* [GOAL OF THE EXERCISE]: Look through the lines below; wherever the word "firstVar" appears, copy that line.

* [DATA FOR THIS EXERCISE]:
Issue #4997, opened 2026-05-25
What to do about C++ arrays?


B-rando1:
With my work on #4929, I keep coming across issues with C++ arrays.

There are two related problems with arrays in C++: (1) how to know the length of the array when we need to allocate it, and (2) how to keep track of the length of the array after that point. Neither of these are issues in our other languages: (1) because they're garbage-collected and can freely heap-allocate an array at creation-time (our C++ renderer stack-allocates everything, which among other things means that array sizes need to be known ahead of time); and (2) because their arrays are wrapped in an object containing the length of the array.

From looking around and talking to @balacij, I've come across ~4 ways of handling arrays in C++:
- Stack-allocated arrays. This is what our renderer currently uses. There are two ways of creating them:
  ```c++
  int arr[4]; // Note that the size must be given at declaration-time
  int arr2[] = {1, 2, 3};
  ```
  Currently we have a separate `arrayDec` that takes an extra argument compared to `varDec`, used to tell C++ the size of the array. This is sufficient for most things (as long as we have a constant or a variable we can refer to for the size), but it doesn't work if we want a stack-allocated array in a class: for classes the size of the array needs to be known at compile-time. We could use templates to overcome this, but GOOL doesn't support templates.
  The other issue with C++ arrays is that in general, there doesn't seem to be a consistent way to get the length of them. In the scope they're created, we can use `sizeof(arr) / sizeof(arr[0])` to get their size, but my understanding is that if an array is passed to a function, it's converted to a bare pointer and that won't work anymore. There are two things I can think of that could work with this: either rely on the GOOL writer to supply the array length wherever it's required, or (2) somehow generate code for storing the array length in an extra variable. Neither of these are ideal, though.
- Pointers to heap-allocated arrays. These are more flexible than stack-allocated arrays because we don't need to know the length until we need to allocate them; but they have the same issue where we need to keep track of their length separately. And the larger issue is that our C++ renderer is not set up for heap-allocation.
- Stack-allocated [std::array](https://en.cppreference.com/cpp/container/array). These seem like a really cool datatype - under the hood I believe they compile to C-style arrays, but they use templates to give us static knowledge of their length. They do require us to give the length as a template-variable, but that in principle would be manageable. The only issue is that we don't support templates, so they're off the table.
[...]

PR #5004, opened 2026-05-26
Made `print` work correctly for GOOL `Array`s

B-rando1:
GOOL has a set of polymorphic print functions that generate different code based on the type of value they're given. They treat `List`s and `Set`s very specially, but they naively print arrays like primitives, which for most languages results in printing a memory address. This PR fixes the implementations for those languages, generating (hopefully) idiomatic print statements for arrays in each one.


code/drasil-gool/lib/Drasil/GOOL/LanguageRenderer/CppRenderer.hs
```diff
@@ -2786,6 +2786,23 @@ cppPrint newLn pf vl = do
...
+          elemVar <- genVarName [] "elem"
+          let innerType = listInnerType (onStateValue valueType v)
+              printMaybeNewLn = if newLn then printLn else print
+          multi [printStr "[",
+            varDecDef (var firstVar bool) local litTrue,
+            forEach (var elemVar innerType) v (body [block[
+              ifNoElse [((valueOf (var firstVar bool) ?!), oneLiner $ printStr ", ")],
+              print $ valueOf (var elemVar innerType),
+              var firstVar bool &= litFalse]]),
+              printMaybeNewLn $ litString "]"]
```
B-rando1, line 2803: Admittedly, this is probably not the most idiomatic way of doing this. And it likely only works in the scope the variable was declared in, where the C++ compiler can statically know the length of the array and generate the necessary iterator code...

Solving #4997 would help us generate better code here lol

JacquesCarette (approved):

* [RESULT]:
+            varDecDef (var firstVar bool) local litTrue,
+              ifNoElse [((valueOf (var firstVar bool) ?!), oneLiner $ printStr ", ")],
+              var firstVar bool &= litFalse]]),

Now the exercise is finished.